Both scientists note that this shift should encourage all of us to expand our ethical thinking from the individual to the community, how researchers’ use of the information could have an impact on the community, and how that community gets a say in what stories are told and how they are told. This is particularly important in Indigenous communities, which govern using a communitarian set of ethics that differs from Western senses of autonomy and individualism. Several Indigenous academics and geneticists currently are hard at work trying to change these types of distinctions and these definitions.  

The Power of Community-Based Research

A good place to start when researching an Indigenous community is making sure that you include people from the community recognized as experts just as much as scientists, Bear Don’t Walk says, starting with the design of the process all the way through the interpretation of the research. “Community representatives are experts, and they should be co-leaders when it comes to designing experiments, collecting data, analyses, and the entire process of publication,” he says. “These practices are a good way to start incorporating communities and making sure that this whole research process is much more beneficial to them.”

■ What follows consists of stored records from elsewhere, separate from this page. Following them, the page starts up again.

PR #8856, opened 2022-05-25
feat: Artifact GC Finalizer needs to be added if any Output Artifacts have a strategy

### LINKED ISSUE #8612: The code that adds the artifact GC finalizer ignores the strategy of artifact
This code only takes into account the strategy set at workflow level. I needs to take into account the value set on the artifact.

juliev0:
Fixes #8612 

My understanding is that we should set the Finalizer if:
1. WorkflowSpec.ArtifactStrategy set
OR:
2. any Output Artifact sets ArtifactStrategy

Thus, in the case that WorkflowStrategy.ArtifactStrategy is "none" but the artifact's strategy is set, the artifact value overrides the workflow value.

### DIFF
--- a/pkg/apis/workflow/v1alpha1/workflow_types.go
+++ b/pkg/apis/workflow/v1alpha1/workflow_types.go
@@ -404,7 +404,8 @@ type WorkflowSpec struct {
 	// WorkflowMetadata contains some metadata of the workflow to be refer
 	WorkflowMetadata *WorkflowMetadata `json:"workflowMetadata,omitempty" protobuf:"bytes,42,opt,name=workflowMetadata"`
 
-	// ArtifactGC describes the strategy to use when to deleting artifacts from completed or deleted workflows
+	// ArtifactGC describes the strategy to use when to deleting artifacts from completed or deleted workflows (applies to all output Artifacts
+	// unless Artifact.ArtifactGC is specified, which overrides this)
 	ArtifactGC *ArtifactGC `json:"artifactGC,omitempty" protobuf:"bytes,43,opt,name=artifactGC"`
 }
 
--- a/workflow/controller/operator.go
+++ b/workflow/controller/operator.go
@@ -3517,22 +3517,20 @@ func (woc *wfOperationCtx) addFinalizers() {
 }
 
 func (woc *wfOperationCtx) addArtifactGCFinalizer() {
-	if woc.execWf.Spec.ArtifactGC != nil && woc.execWf.Spec.ArtifactGC.Strategy != wfv1.ArtifactGCNever {
-		// verify that the output Artifacts aren't all set to ArtifactGCNever (undefined is okay)
-		garbageCollect := false
-		for _, template := range woc.execWf.Spec.Templates {
-			for _, artifact := range template.Outputs.Artifacts {
-				if artifact.ArtifactGC == nil || artifact.ArtifactGC.Strategy != wfv1.ArtifactGCNever {
-					garbageCollect = true
-					break
-				}
+
+	artifactDefinedGC := false
+	for _, template := range woc.execWf.Spec.Templates {
+		for _, artifact := range template.Outputs.Artifacts {
+			if artifact.ArtifactGC != nil && artifact.ArtifactGC.Strategy != wfv1.ArtifactGCNever {
+				artifactDefinedGC = true
+				break
 			}
 		}
+	}
 
-		if garbageCollect {
-			finalizers := append(woc.wf.GetFinalizers(), common.FinalizerArtifactGC)
-			woc.wf.SetFinalizers(finalizers)
-		}
+	if (woc.execWf.Spec.ArtifactGC != nil && woc.execWf.Spec.ArtifactGC.Strategy != wfv1.ArtifactGCNever) || artifactDefinedGC {
+		finalizers := append(woc.wf.GetFinalizers(), common.FinalizerArtifactGC)
+		woc.wf.SetFinalizers(finalizers)
 	}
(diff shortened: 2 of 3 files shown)


workflow/controller/operator.go
```diff
@@ -3517,7 +3517,18 @@ func (woc *wfOperationCtx) addFinalizers() {
 }
 
 func (woc *wfOperationCtx) addArtifactGCFinalizer() {
-	if woc.execWf.Spec.ArtifactGC != nil && woc.execWf.Spec.ArtifactGC.Strategy != wfv1.ArtifactGCNever {
+
+	artifactDefinedGC := false
+	for _, template := range woc.execWf.Spec.Templates {
```
alexec, line 3522: what about encapsulating into `Workflow.HasArtifactGC`?

workflow/controller/operator_test.go
```diff
@@ -3809,6 +3807,107 @@ func TestArtifactGCOnWorkflowCompletion(t *testing.T) {
...
+// verify Finalizer gets added when the artifact strategy indicates GC for Artifacts
+func TestArtifactGC_ArtifactStrategy(t *testing.T) {
+	cancel, controller := newController()
+	defer cancel()
+	ctx := context.Background()
+
+	wf := wfv1.MustUnmarshalWorkflow(`
+  apiVersion: argoproj.io/v1alpha1
+  kind: Workflow
+  metadata:
```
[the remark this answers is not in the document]
juliev0: sounds good

workflow/controller/operator.go
juliev0: Yeah, thought about doing that myself. Will do.

juliev0: Done. Let me know if you think I should also create a method on the Template level or not.

pkg/apis/workflow/v1alpha1/workflow_types.go
```diff
@@ -196,6 +196,20 @@ func (w *Workflow) GetExecSpec() *WorkflowSpec {
 	return &w.Spec
 }
 
+func (w *Workflow) HasArtifactGC() bool {
+	artifactDefinedGC := false
+	for _, template := range w.Spec.Templates {
+		for _, artifact := range template.Outputs.Artifacts {
```
alexec, line 202: GetOutputs()

pkg/apis/workflow/v1alpha1/workflow_types.go
```diff
@@ -196,6 +196,20 @@ func (w *Workflow) GetExecSpec() *WorkflowSpec {
...
+			if artifact.GetArtifactGC().Strategy != ArtifactGCNever {
+				artifactDefinedGC = true
+				break
```
alexec, line 205: `return true` here?

pkg/apis/workflow/v1alpha1/workflow_types.go
juliev0: @alexec GetOutputs() is a method of NodeStatus, not Template. Did you want me to implement Template.GetOutputs()?

alexec: Only if outputs can be nil

workflow/controller/operator_test.go
```diff
@@ -3778,37 +3778,6 @@ func TestNestedOptionalOutputArtifacts(t *testing.T) {
...
-	wf := wfv1.MustUnmarshalWorkflow(artifactGCOnWorkflowCompletion)
-	woc := newWorkflowOperationCtx(wf, controller)
-	woc.operate(ctx)
-
-	assert.Equal(t, wfv1.WorkflowRunning, woc.wf.Status.Phase)
-	assert.Equal(t, 1, len(woc.wf.GetFinalizers()))
-	assert.Equal(t, "workflows.argoproj.io/artifact-gc", woc.wf.GetFinalizers()[0])
-}
-
 //  TestPodSpecLogForFailedPods tests PodSpec logging configuration
```
juliev0, line 3781: The logic got moved into workflow_types.go, so the unit test moved to workflow_types_test.go. The remaining logic in operator.go seemed too simple to be worthy of a unit test, so I removed it.

pkg/apis/workflow/v1alpha1/workflow_types_test.go
```diff
@@ -116,6 +117,102 @@ func TestWorkflowHappenedBetween(t *testing.T) {
...
+	tests := []struct {
+		name                      string
+		workflowArtGCStrategySpec string
+		artifactGCStrategySpec    string
+		expectedResult            bool
+	}{
+		{
+			name: "WorkflowSpecGC_Completion",
+			workflowArtGCStrategySpec: `
+      artifactGC:
```
juliev0, line 130: The Go formatter is doing some weird alignment of text...

pkg/apis/workflow/v1alpha1/workflow_types_test.go
```diff
@@ -116,6 +117,97 @@ func TestWorkflowHappenedBetween(t *testing.T) {
...
+			name: "WorkflowSpecGC_Completion",
+			workflowArtGCStrategySpec: `
+              artifactGC:
+                strategy: OnWorkflowCompletion`,
+			artifactGCStrategySpec: "",
+			expectedResult:         true,
+		},
+		{
+			name:                      "ArtifactSpecGC_Completion",
+			workflowArtGCStrategySpec: "",
```
juliev0, line 137: The Go formatter is doing some weird alignment of text...

alexec (approved):

Issue #4286, opened 2020-10-15
Allow whitespace in templates


idsvandermolen:
# Summary

Currently Argo does not allow white space in templating, rendering of `{{workflow.parameters.variable}}` does correctly work, however `{{ workflow.parameters.variable }}` doesn't render the variable. Also `argo lint` did not issue any warning or error.

# Use Cases

I often find it more readable when you can add whitespace to separate markers like `{{` and `}}` from variable names.

---

**Message from the maintainers**:

Impacted by this bug? Give it a 👍. We prioritise the issues with the most 👍.

alexec:
Good idea. Would you like to investigate how to fix this?

idsvandermolen:
I'm not that proficient in Go, but looks like in function `Replace` this https://github.com/argoproj/argo/blob/8facaceeb3515d804c3fd276b1802dbd6cf773e8/workflow/common/util.go#L375 
could probably be replaced with:
```golang
  replacement, ok := replaceMap[strings.TrimSpace(tag)]
```

alexec:
Want to submit a PR?

idsvandermolen:
👍 let me have a look

idsvandermolen:
There you go, PR #4310

idsvandermolen:
btw I had to make a few `Makefile` adjustments to be able to build (see PR #4311)

PR #8867, opened 2022-05-26
Allow optional space for param detection

RyanCopley:
Really, I intend for this to be more of a discussion than anything. Now that I think I understand what's going on, i can proceed with my work, but want to make sure this is known.

I work for a company that has a large argo workflow, and we've been struggling to reconcile strange behaviors around the space needed for the interpolated variables. I believe this is because this specific regex is not meeting the contract that was documented, and does not allow for those additional white space between the bracket and variable.

https://github.com/argoproj/argo-workflows/blob/master/docs/variables.md#simple

> Simple tags may have white-space between the brackets and variable.

https://github.com/argoproj/argo-workflows/blob/master/util/template/simple_template.go#L13 provides that contract during the workflows actual execution (e.g. `argo submit`), however, there is a code path during `argo lint` that tries to use the file i'm changing to determine if it is or isn't a parameter, in order to detect if it should allow that as a "global" param, but it doesn't follow that same contract?

https://github.com/argoproj/argo-workflows/blob/master/workflow/validate/validate.go#L872

I posted about this in the slack:

https://cloud-native.slack.com/archives/C01QW9QSSSK/p1653497167145119

https://cloud-native.slack.com/archives/C01QW9QSSSK/p1653600495901169

### DIFF
--- a/workflow/validate/validate.go
+++ b/workflow/validate/validate.go
@@ -1373,7 +1373,7 @@ func sortDAGTasks(tmpl *wfv1.Template, ctx *dagValidationContext) error {
 
 var (
 	// paramRegex matches a parameter. e.g. {{inputs.parameters.blah}}
-	paramRegex               = regexp.MustCompile(`{{[-a-zA-Z0-9]+(\.[-a-zA-Z0-9_]+)*}}`)
+	paramRegex               = regexp.MustCompile(`{{\s?[-a-zA-Z0-9]+(\.[-a-zA-Z0-9_]+)*\s?}}`)
 	paramOrArtifactNameRegex = regexp.MustCompile(`^[-a-zA-Z0-9_]+[-a-zA-Z0-9_]*$`)
 	workflowFieldNameRegex   = regexp.MustCompile("^" + workflowFieldNameFmt + "$")
 )


tczhao:
related https://github.com/argoproj/argo-workflows/issues/4286

tczhao (changes requested):
A few things:

We'd better move this to an issue if its intended for discussion
For the PR. Can you fix the DCO, see [link](https://github.com/argoproj/argo-workflows/pull/8867/checks?check_run_id=6616955074) or `git commit -s --amend`

There seems more cases where this white space thing is not respected, e.g. https://github.com/argoproj/argo-workflows/blob/master/workflow/validate/validate.go#L1270. I'd probably start with searching all the `{{` codes...

We need to add more test to validate these edge cases

workflow/validate/validate.go
```diff
@@ -1373,7 +1373,7 @@ func sortDAGTasks(tmpl *wfv1.Template, ctx *dagValidationContext) error {
 
 var (
 	// paramRegex matches a parameter. e.g. {{inputs.parameters.blah}}
-	paramRegex               = regexp.MustCompile(`{{[-a-zA-Z0-9]+(\.[-a-zA-Z0-9_]+)*}}`)
```
sarabala1979, line 1376: Can you add  test?

RyanCopley:
I don't intend to come across as rude, but unfortunately my schedule doesn't allow me to put more effort into this when, now that I did this analysis, we have a way forward avoiding this problem. That means I have no interest (read: time, motivation) in any further commits to this PR to bring it up to your standards. I simply wish to let you all know that this contract is being broken, and a very thin example of what the issue is so you can understand and prioritize it on your own.

Good luck though, this issue was incredibly hard to wrap my head around and has led to toil on my team :(  For the record, we'll be standardizing on wether or not to allow spaces in these tags, and update our existing workflows accordingly.

alexec:
No more work expected on this PR. Closing.

agilgur5:
I believe this was superseded by #11781 and perhaps some PRs before it

PR #9354, opened 2022-08-12
feat: Add Artifact GC Strategies for "OnWorkflowSuccessOrDeletion" and "OnWorkflowFailureOrDeletion"

### LINKED ISSUE #9318: ArtifactGC: Add strategies for "OnWorkflowSuccessOrDeletion" and "OnWorkflowFailureOrDeletion"
Consider giving users the ability to configure their Workflows so artifacts be automatically deleted only in the case of success or failure.

Strategies like "OnWorkflowSuccessOrDeletion" and "OnWorkflowFailureOrDeletion" would make it so that artifacts could also be deleted when the Workflow gets deleted if they weren't already deleted.

Need to determine if we also want to have "OnWorkflowSuccess" and "OnWorkflowFailure" or no need...

---

juliev0:
Fixes #9318 

Note the reason to add strategies for "OnWorkflowSuccessOrDeletion" and "OnWorkflowFailureOrDeletion" rather than "OnWorkflowSuccess" and "OnWorkflowFailure" is to ensure artifacts get deleted at some point.

We can add "OnWorkflowSuccess" and "OnWorkflowFailure" at some point if there's demand for those.

I also considered trying to consolidate multiple strategies into a single GC Pod but I decided it wasn't really worth the complexity - and I think having each in a separate Pod named by its strategy will make the inspection of ArtifactGCTasks and Pods more intuitive.

### DIFF
--- a/test/e2e/fixtures/when.go
+++ b/test/e2e/fixtures/when.go
@@ -233,12 +233,16 @@ var ToBeWaitingOnAMutex Condition = func(wf *wfv1.Workflow) (bool, string) {
 	return wf.Status.Synchronization != nil && wf.Status.Synchronization.Mutex != nil, "to be waiting on a mutex"
 }
 
+type WorkflowCompletionOkay bool
+
 // Wait for a workflow to meet a condition:
 // Options:
 // * `time.Duration` - change the timeout - 30s by default
 // * `string` - either:
 //    * the workflow's name (not spaces)
 //    * or a new message (if it contain spaces) - default "to finish"
+// * `WorkflowCompletionOkay`` (bool alias): if this is true, we won't stop checking for the other options
+//    * just because the Workflow completed
 // * `Condition` - a condition - `ToFinish` by default
 func (w *When) WaitForWorkflow(options ...interface{}) *When {
 	w.t.Helper()
@@ -248,6 +252,7 @@ func (w *When) WaitForWorkflow(options ...interface{}) *When {
 		workflowName = w.wf.Name
 	}
 	condition := ToBeDone
+	var workflowCompletionOkay WorkflowCompletionOkay
 	for _, opt := range options {
 		switch v := opt.(type) {
 		case time.Duration:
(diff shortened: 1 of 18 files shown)


test/e2e/fixtures/when.go
```diff
@@ -294,11 +301,13 @@ func (w *When) WaitForWorkflow(options ...interface{}) *When {
...
-				if ok, _ = ToBeDone(wf); ok {
-					w.t.Errorf("condition never and cannot be met because the workflow is done")
-					return w
+				if !workflowCompletionOkay {
+					// once done the workflow is done, the condition can never be met
+					// rather than wait maybe 30s for something that can never happen
+					if ok, _ = ToBeDone(wf); ok {
+						w.t.Errorf("condition never and cannot be met because the workflow is done")
+						return w
+					}
```
juliev0, line 310: In this case, it's okay that the Workflow is completed so I needed to be able to allow for that here without affecting the other tests. Hence, I added a new Option type.

I gave it a whole new type "WorkflowCompletionOkay" rather than just bool, in case we want to add other bool types in the future. (I tend to think we should do the same for the "string" option.)

alexec:
I think this should be abandoned.

* I can't see a use case where you'd want to delete on failure.
* Zero 👍 or comments on the linked issue. Where is the customer problem?

I think we/I might have made a mistake with having a single strategy field, when you might want options.

```
strategies:
- OnFailure
- OnDeletion
- OnSuccess
- OnError
- OnAliensDiscovered
```


Etc.

juliev0:
> I think this should be abandoned.
> 
> * I can't see a use case where you'd want to delete on failure.
> * Zero 👍 or comments on the linked issue. Where is the customer problem?
> 
> I think we/I might have made a mistake with having a single strategy field, when you might want options.
> 
> ```
> strategies:
> - OnFailure
> - OnDeletion
> - OnSuccess
> - OnError
> - OnAliensDiscovered
> ```
> 
> Etc.

Yeah, was thinking about the combination of strategies as well but went with this since it was a more trivial change and because some of the combinations don’t really make sense (but of course that could be okay in terms of either just letting people do what they want or prohibiting those combinations.)

juliev0:
If others want to wait and see if we start getting interest in this that’s fine and I’ll hold off. I have some e2e test improvements in here that I could incorporate into a separate PR.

There are different models of what data governance can look like within tribal constructs based on recent biomedical history. These models range from tribal trust partnerships, in which the research and the data are being governed by an outside entity, usually on behalf of indigenous people, to a concept called Tribally Driven Research, or TDR.

TDR was first coined by Dr. Eddie Brown, a Professor Emeritus in American Indian Studies at Arizona State University. It exists somewhat ideally, since it means that the tribe has 100% agency, autonomy, and authority over all aspects of data governance. “So far we really haven't seen many examples of those studies, because we’re still training the Indigenous peoples to have the skillsets to participate at this level,” Tsosie says. “It also entails empowering tribes to create those agencies and processes for themselves, and we’re still working on that. We should see progress in the next few years.”

Representation is the Beginning of Ethics, Not the Endpoint

Representation is a crucial part of better ethics and equity, but it doesn't solve for everything, Bear Don’t Walk notes. “If you have five or six Indigenous software engineers working at a Big Tech company, it’s unlikely that the company would suddenly start making much more ethically informed or culturally relevant decisions when it came to Indigenous people working with their products.”

At the end of the day, the importance of Indigenous data must be stated explicitly and publicly. “Unless data-driven companies can say, ‘We really want to be informed by Indigenous leadership and ethics on how to work with these populations and our field of data science or computer science,’” says Bear Don’t Walk, “nothing is likely to change.” It’s by doing the hard work to ensure these people have a voice at the table that starts to create positive change.